== STORED DATA ==
= = = =
Issue #1187, opened 2026-07-23
Image functionality on gemma4 now serves on one model but maxes out the ram with "test" via hermes. fails with another model


SmoothSailingMusic:
### Rapid-MLX version

rapid-mlx 0.10.17

### Hardware

48gb M4 Max

### macOS version

26.5.2 

### Python version

Python 3.14.6

### Model

unsloth/gemma-4-26b-a4b-it-UD-MLX-4bit loads mlx-community/gemma-4-26B-A4B-it-qat-OptiQ-4bit fails

### Full serve command

rapid-mlx serve mlx-community/gemma-4-26B-A4B-it-qat-OptiQ-4bit --enable-auto-tool-choice --tool-call-parser gemma4 --max-concurrent-requests 1 --reasoning-parser gemma4 --max-tokens 128000 --prefill-step-size 21000

### Streaming or non-streaming?

Streaming (`stream: true`)

### What happened? What did you expect?

First "test" command failed from hermes against the unsloth/gemma-4-26b-a4b-it-UD-MLX-4bit
Received the below error
ERROR:rapid_mlx.mllm_scheduler:Batch generation failed: Total prompt tokens (20010) exceeds the per-batch cap (8192 = prefill_step_size 8192 × 1 request(s)). For image inputs, downscale the image; for text inputs, shorten the prompt or restart the server with --prefill-step-size set higher.

Added --prefill-step-size 22000 to the command.

Next "test" spiked the ram like crazy. Have not seen this before.
Before
<img width="805" height="689" alt="Image" src="https://github.com/user-attachments/assets/787e3693-3793-4f56-9398-2a253f21c0f0" />
after
<img width="698" height="251" alt="Image" src="https://github.com/user-attachments/assets/fe935bd5-1aad-4020-bed2-20634923188c" />

Forcing it back to text only and removing the prefill step size results in a still high but usable spike

<img width="634" height="269" alt="Image" src="https://github.com/user-attachments/assets/0dfc5e85-519d-460e-8654-c7fea75af708" />

OptiQ one fails outright here

<img width="1023" height="284" alt="Image" src="https://github.com/user-attachments/assets/db80fd8f-649a-4116-aed6-0eea820690b7" />

A common thread with both of those models is "proprietary" optimization re: UD and OptiQ.
Maybe related?

### Minimal reproduction

[...]

PR #1193, opened 2026-07-23
fix(mllm): chunk text-only prefill to bound peak memory on long prompts (#1187 B)

raullenchai:
## Problem (issue #1187, Problem B)

A VLM served on the MLLM path (e.g. `gemma-4-26b`) spikes RAM to the machine limit when a **text-only** prompt is long. The #1187 reporter sends `"test"` through a large Hermes tool schema that expands to ~20k tokens and maxes out a 48 GB M4 Max. The plain text lane (`--no-mllm`) stays "high but usable" for the same prompt.

## Root cause (measured, not guessed)

`MLLMBatchGenerator._run_vision_encoding` ran the whole prompt through the language model in a **single forward**. That:

1. keeps activations for **every** prompt position live at once, and
2. projects logits over every position (`logits_from_hidden` → `[1, seqlen, vocab]`, gemma-4 vocab = 262144) even though only the last row is sampled.

mlx-lm's own text lane never does this — `PromptProcessingBatch.prompt` prefills in `prefill_step_size` chunks, evaluates **only the KV cache state** per chunk (mlx prunes the unused `lm_head` projection), and starts generation from the last token. On the MLLM path the per-batch cap (#682) forces operators to raise `--prefill-step-size` above the prompt length (reporter uses `22000`), so using it directly as the chunk size defeats chunking entirely.

End-to-end measurement on `mlx-community/gemma-4-26b-a4b-it-4bit`, 20010-token prompt, `--prefill-step-size 22000`:

| | peak | prefill time | sampled token |
|---|---|---|---|
| single forward (before) | **35.15 GB** | 33.7 s | 236772 |
| chunked, step 2048 (after) | **18.38 GB** | 12.7 s | 236772 ✓ |

The dominant driver is the un-chunked prefill activations — an early micro-benchmark that isolated only the `[1, seqlen, vocab]` logits tensor (~21 GB in a vacuum) was misleading, because in the full model mlx frees activations before projecting logits, so they don't stack. Reproducing on the real model is what pinned it.

## Fix

For a long **text-only** prompt **with a cache**, prefill the prefix in chunks of `min(prefill_step_size, 2048)` — evaluating only the cache state and `clear_cache()`-ing transient buffers per chunk — then run one last-token forward for the `[1, 1, vocab]` logits actually sampled.

- Decoupling the chunk size from the per-batch cap means the reporter's `--prefill-step-size 22000` no longer forces a single forward, while an operator who set a *smaller* value still gets chunks no larger than they asked for.
- Output is numerically identical (causal attention: the last token attends to the whole prefix through the cache).
- **Scope is deliberately text-only.** With images, pixel features must stay aligned with their placeholder tokens in one vision-merge forward, and image prompts are bounded by the per-batch cap. No-cache call sites (unit tests) keep the single forward — the split needs a real KV cache to carry prefix state.

`2048` measured the lowest peak (18.4 GB vs 20.0 GB at 4096) and matches mlx-lm's text-lane default.

## Verification

- **Unit** (`tests/test_mllm_batch_generator.py`, 29 tests total, +11 new): chunk boundaries at `min(step, 2048)`; smaller `--prefill-step-size` shrinks the chunk; image requests are **not** chunked (single vision-merge forward, pixel_values preserved); no-cache keeps the single forward; short prompts (≤ chunk) keep the single forward; a memory test proving the chunked path never materializes `[1, seqlen, vocab]` logits; a numerical-equivalence test (real `KVCache`/`RotatingKVCache`) locking chunked ≡ single forward to ~2e-7. Existing `_run_vision_encoding` kwargs regressions still pass.
- **End-to-end server round-trip**: served gemma-4-26b on the MLLM path with `--prefill-step-size 22000`; a needle-in-haystack prompt (multiple chunks) recalls the buried fact correctly — confirming the chunked KV cache is correct across chunk boundaries **and** through the scheduler's cache merge + decode. Short prompt (single-forward path) unaffected.
- **Inference-path regression guard** (SOP Step 8): `bench qwen3.5-4b-4bit --tier smoke` PASS (boots + generates on the shared text path; my change is isolated to the MLLM `_run_vision_encoding`).

## Review convergence (codex)

Iterated to **0 blocking**. Findings addressed:

1. **Short-prompt latency** — the chunked branch initially ran for *every* text-only prompt > 1 token, adding a second forward + `mx.eval`/`mx.clear_cache` barrier to ordinary short prompts. Gated on `input_ids.shape[1] > chunk`, so prompts that fit in one chunk keep the original single forward. Latency is unchanged for the common case; chunking engages only where the un-chunked activations + full-sequence logits would actually spike.
2. **`attention_mask` correctness** — the chunked path drops `attention_mask` (it carries no info for a single un-padded request). Now *enforced* via `_attention_mask_is_droppable`: a non-all-valid mask (padding / shorter valid span) keeps the single forward that passes the mask through intact, instead of silently changing attention semantics. (`attention_mask` is a separate request field, excluded from `extra_kwargs`, so an all-valid mask never disabled the fix — proven by a processor-shaped test.)
3. **Cross-chunk RoPE positions** — verified (not assumed) that chunking is positionally correct: chunked forwards rely on the model deriving RoPE from `cache.offset`, the same contract every decode step and mlx-vlm's own chunked prefill use (Qwen3-VL computes `arange(L) + cache_offset` per text-only chunk; Gemma3/4 read the rotating-cache offset). The numerical-equivalence test locks this in. A model that ignored the offset for L>1 forwards could not decode token 2 either.

## Pre-existing flakes (not introduced here — Step 10 taxonomy)

Local `pr_validate` `full_unit` reports 2 failures, both in files **not in this diff**, and **CI is green on this exact HEAD** (`test-apple-silicon` + `test-matrix` all pass):

- `test_batching_deterministic.py::...test_batched_faster_than_sequential` — timing perf test; **passes in isolation**, flakes under the concurrent load of the full-suite run.
- `test_tool_grammar_558.py::...test_deepseek_r1_prefilled_think_template_is_tolerated` — HF hermetic-offline fetch; the file's skip-guard misses the generic `OSError` transformers 5.x re-raises. Passes on CI (network available).

Refs #1187 (Problem B). Problem A was fixed in #1189.

### DIFF
--- a/tests/test_mllm_batch_generator.py
+++ b/tests/test_mllm_batch_generator.py
@@ -248,21 +248,218 @@ def test_run_vision_encoding_no_cache_keeps_single_forward_for_long_text():
     assert model.calls[0][0] == 5000
 
 
-class _BigProjModel:
-    """Stub whose forward allocates a real ``[1, seqlen, vocab]`` logits
-    projection (quantized ``as_linear``), so peak memory reflects whether the
-    caller projects the whole prompt or just the last token."""
+def test_chunking_falls_back_to_single_forward_with_extra_kwargs():
+    """If a processor ever emits sequence-aligned extra kwargs (e.g.
+    ``token_type_ids``) for a text-only request, we must NOT chunk (we would
+    silently drop or mis-slice them) — fall back to the single forward that
+    forwards ``kwargs`` intact."""
+    model = _ChunkRecordingModel()
+    gen = _make_bare_generator(prefill_step_size=22000, model=model)
+    req = _make_ids_request(5000)
+    req.extra_kwargs = {"token_type_ids": mx.zeros((1, 5000), dtype=mx.int32)}
+    cache = [_FakeCache()]
 
-    def __init__(self, hidden: int, vocab: int):
-        self.embed = nn.QuantizedEmbedding(vocab, hidden, group_size=64, bits=4)
-        mx.eval(self.embed.parameters())
-        self.hidden = hidden
-        self.vocab = vocab
-        self.language_model = object()
+    gen._run_vision_encoding(req, cache=cache)
+
+    # One forward over the whole prompt, extra kwargs preserved.
+    assert len(model.calls) == 1
+    assert model.calls[0][0] == 5000
+    assert "token_type_ids" in model.calls[0][1]
+
+
+def test_run_vision_encoding_single_token_uses_single_forward():
+    """A 1-token prompt has no prefix to chunk; it stays on the single
+    forward (no empty-prefix forward is ever submitted)."""
+    model = _ChunkRecordingModel()
+    gen = _make_bare_generator(prefill_step_size=2048, model=model)
+
+    gen._run_vision_encoding(_make_ids_request(1), cache=[_FakeCache()])
+
+    assert len(model.calls) == 1
+    assert model.calls[0][0] == 1
+
+
+# ---------------------------------------------------------------------------
+# Numerical equivalence — chunked prefill must match the single forward.
+#
+# `_TinyCausalLM` is a real (tiny) causal transformer using mlx-lm's own
+# `KVCache` / `RotatingKVCache` + causal-mask helper, so the chunked path
+# actually computes and retains prefix K/V. We compare the last-position
+# logits, the cache offset, the sampled token, AND a following decode step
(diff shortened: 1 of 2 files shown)


SmoothSailingMusic:
My man you are FAST. Big cheers on your turn around time!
= = = =
== REQUIRED ACTION ==
Scan the lines above for "CI (network available)." and for "whose forward allocates". Repeat exactly the line holding each of them and every line in between.

== TASK OUTPUT ==
- `test_tool_grammar_558.py::...test_deepseek_r1_prefilled_think_template_is_tolerated` — HF hermetic-offline fetch; the file's skip-guard misses the generic `OSError` transformers 5.x re-raises. Passes on CI (network available).

Refs #1187 (Problem B). Problem A was fixed in #1189.

### DIFF
--- a/tests/test_mllm_batch_generator.py
+++ b/tests/test_mllm_batch_generator.py
@@ -248,21 +248,218 @@ def test_run_vision_encoding_no_cache_keeps_single_forward_for_long_text():
     assert model.calls[0][0] == 5000
 
 
-class _BigProjModel:
-    """Stub whose forward allocates a real ``[1, seqlen, vocab]`` logits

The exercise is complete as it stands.